# Help trying to find the model number of an old Pioneer sub/looking to purchase one.



## Monkey137 (Apr 20, 2018)

Hi everyone, this might be difficult from just the description but I'll do my best. So in the early 90's I had a Pioneer Sub that looked like a Bazooka tube (actually had two of them). It was black plastic and maybe two foot in length (guessing from memory). Looking at it from the front the shape resembled that of 6x9 speaker, and it had little feet on it that would square it so it wouldn't roll due to the ovalish shape. The speaker connecters were on the bottom towards the back If I remember correctly. I also can't remember if it was a 6" or an 8" sub (I think 8) Does anyone on here know what I'm talking about? Looking for a model number or pics or anything that could lead me in the direction of finding one for sale. I'm also looking for a Pioneer DEH-M99DSP head unit if anyone has any leads. Thanks for looking!


----------



## SUX 2BU (Oct 27, 2008)

TS-WX80 perhaps? Google it and check the Images to see if that's the one. Pioneer still lists it on their website but not picture:
https://www.pioneerelectronics.com/PUSA/Car/Subwoofers/Champion+Series/TS-WX80BP


----------



## Monkey137 (Apr 20, 2018)

SUX 2BU said:


> TS-WX80 perhaps? Google it and check the Images to see if that's the one. Pioneer still lists it on their website but not picture:


Close! I remember that one from the 90's. The sub I'm looking for was all plastic with no carpet, just black. and it was more oval shape in the front rather than square'ish like the one you mentioned. I'll try and draw a pic of it this weekend and post it up. Thanks so much for the reply!


----------



## Grinder (Dec 18, 2016)

SUX 2BU said:


> TS-WX80 perhaps? Google it and check the Images to see if that's the one. Pioneer still lists it on their website but not picture:
> https://www.pioneerelectronics.com/PUSA/Car/Subwoofers/Champion+Series/TS-WX80BP


Funny... I looked for quite awhile, and that was the closest I got (and figured that wasn't it). 

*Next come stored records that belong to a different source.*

PR #709, opened 2024-01-19
Add a tool to do graph data sanity check

classicsong:
*Issue #, if available:*
In some cases, a user may provide a graph with invalid features. For example, some node features are NaN or Inf. 

*Description of changes:*
The script introduced in this PR can be used by users to do sanity checks to see whether the node/edge features and node/edge masks are valid.

### DIFF
--- a/tools/graph_sanity_check.py
+++ b/tools/graph_sanity_check.py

OP, I'd ask if you're sure it was a Pioneer, but I couldn't find anything at all that fit your description. Must be quite a rare item.


----------



## SHAGGS (Apr 24, 2011)

The TS-WX65 also comes to mind.

Or the TS-WX75A (which was amplified)

Or the TS-WX105A

Or the TS-wx20LP

Or the TS-WX10LPA

My search also reminded me of the TS-WX50. ( the spare tire enclosure)

And the Polk C4, wedge shaped 4th order isobaric, with 4 6x9's.


----------



## Monkey137 (Apr 20, 2018)

Thanks for the replies everyone, No luck yet. I am positive it was a pioneer sub, had the old pioneer ohm logo on the speaker and molded in the plastic. They must be pretty rare because the ones I owned are the only ones I've ever seen. I asked a few friends that remember them if they could remember the model number but everyone is drawing a blank. The search continues! Thanks everyone for all of your help.


----------



## Monkey137 (Apr 20, 2018)

Okay this is a terrible drawing of the sub but hopefully it will help.


----------



## Monkey137 (Apr 20, 2018)

Maybe it's from the 80's? I'm stumped


----------



## SHAGGS (Apr 24, 2011)

This is bugging me, as well. Now seeing the drawing, the dual port does look familiar.
I've Google/Google imaged, every possible variation of; Pioneer, subwoofer enclosure, Bass Tube, retro, vintage, old school, that I can think of with no luck.


----------



## SHAGGS (Apr 24, 2011)

Found some archived product brochures, from the early-mid 90's, but they only cover the electronics.
Found a list of discontinued subwoofer models, on the Pioneer site, but it cuts off some time in the late 90's to early 2000's.


----------



## Theslaking (Oct 8, 2013)

Send the pic to pioneer. Some enthusiastic customer service representative would probably enjoy the task. Alpine is real helpful with that stuff.


----------



## Theslaking (Oct 8, 2013)

Another trick I used to use is Google searching with the names of old car audio mags and car audio classified sites. That used to yield great results when I was building my Eclipse collection.


----------



## Monkey137 (Apr 20, 2018)

Still no luck but I am going to draw a much better picture and send it to Pioneer, hopefully today. The search goes on!


----------



## EricP72 (Mar 23, 2008)

I just saw this, I believe you were talking about the Pioneer Ts-Wx160 6" Bass Tube Cannon.


----------



## Monkey137 (Apr 20, 2018)

manish said:


> I just saw this, I believe you were talking about the Pioneer Ts-Wx160 6" Bass Tube Cannon.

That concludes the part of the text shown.